Cranial radiotherapy of childhood brain tumours: Growth hormone deficiency and its relation to the biological effective dose of irradiation in a large population based study

Authors


Dr Marianne Schmiegelow Department of Growth and Reproduction 5064, Juliane Marie Centre, The National University Hospital, Rigshospitalet, Blegdamsvej 9, DK-2100 Copenhagen, Denmark. Fax: +45 35456054; E-mail: rh04642@rh.dk

Abstract

OBJECTIVE

The study was to determine the incidence of GH deficiency (GHD) following cranial radiotherapy (RT) for a childhood brain tumour in a large population based study and analyse the biological effective dose (BED) to the hypothalamus/pituitary (HP) region as a risk factor.

DESIGN

BED was assessed by use of the linear-quadratic (LQ) model, which gives a means of expressing the biological effect of various treatment schedules in a uniform way. In patients aged ≥ 18 years (n = 53) GH status was assessed by an insulin-tolerance test (ITT) (n = 34), however, in patients with seizure disorders (n = 19), and in 20 children aged < 18 years GH status was assessed by an arginine test.

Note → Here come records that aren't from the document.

PR #897, opened 2021-03-10
Add support for NavRoute event and file contents.

Athanasius:
Journal doc v28 is incorrect about the word for the event and file being `Route`, it is `NavRoute` (tested in-game).

We augment the `NavRoute` event with the data from the file, so plugins can just look at the event rather than needing to check monitor.state[`NavRoute`], although the data is also there for later reference.

There is **no indication** if the player clears a route (not in journal or a Status.json flag).

The format of the `Route` array data is also different from the v28 doc.

### DIFF
--- a/monitor.py
+++ b/monitor.py
@@ -126,7 +126,8 @@ class EDLogs(FileSystemEventHandler):  # type: ignore # See below
             'ModulesValue': None,
             'Rebuy':        None,
             'Modules':      None,
-            'CargoJSON':   None,  # The raw data from the last time cargo.json was read
+            'CargoJSON':    None,  # The raw data from the last time cargo.json was read
+            'Route':        None,  # Last plotted route from Route.json file
         }
 
     def start(self, root: 'tkinter.Tk'):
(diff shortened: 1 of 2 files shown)


monitor.py
```diff
@@ -665,6 +667,12 @@ def parse_entry(self, line: str):
 
                 self.state['Cargo'].update({self.canonicalise(x['Name']): x['Count'] for x in clean})
 
+            elif event_type == 'NavRoute':
+                # Added in ED 3.7 - multi-hop route details in Route.json
+                with open(join(self.currentdir, 'NavRoute.json'), 'rb') as rf:  # type: ignore
+                    entry = json.load(rf)
```
A-UNDERSCORE-D, line 673: Dash of defensive programming, just in case.
```suggestion
                    try:
                        entry = json.load(rf)
                    except JsonDecodeError as e:
                        self.state['Route'] = None
                        logger.exception(f'Failed to read JSON from NavRoute.json: {e}')
                    else:
                        self.state['Route'] = entry
```

A-UNDERSCORE-D (approved):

Cut-off levels for GHD, indicating GH substitution, were defined by a peak GH response of < 9 mU/l and < 15 mU/l for patients ≥ 18 and < 18 years, respectively.

PATIENTS

Ninety-one children aged < 15 years eligible for the study, diagnosed between 1970 and 1997 in the Eastern part of Denmark, the Faroe Islands and Greenland, with a primary brain tumour not directly involving the HP axis. 84% (n = 76) agreed to participate. Three patients were excluded due to hypothyroidism detected at time of testing.

MEASUREMENTS

Serum GH and levels of serum insulin-like growth factor-I (s-IGF-I) and serum insulin-like growth factor binding protein-3 (s-IGFBP-3) were measured. BED was assessed to the HP region.

RESULTS

The median age at the time of RT was 8.7 years (range: 0.8–14.9 years) and the median time of follow-up was 15 years (range: 2–28 years). Fifty-eight patients (80%) had GHD and they had received a median BED of 77.5 Gy to the HP region, whereas the median BED was 54.5 Gy for 15 patients without GHD (P = 0.002). Peak GH and BED were correlated (rs = −0.53, P < 0001). Median IGF-I SDS and IGFBP-3 SDS were −2.5 (−5.2–0.7 SDS) and −1.7 (−5.8–0.9 SDS), respectively, and IGF-I SDS was correlated to peak GH (rs = 0.45, P < 0.001). Peak GH and length of follow-up were related (rs = −0.28, P = 0.018). Stepwise backward multiple linear regression analysis showed that the best-fit model to predict the peak GH release following ITT/arginine stimulation included BED (P < 0.0001) and length of follow-up (P = 0.05).

CONCLUSIONS

The data of this study suggest that the majority of long-term survivors of brain tumours develop GH deficiency following radiotherapy in childhood and that the adverse effects of radiotherapy may be directly related to the biologically effective dose. With longer follow-up fewer patients might respond normally to GH stimulation tests.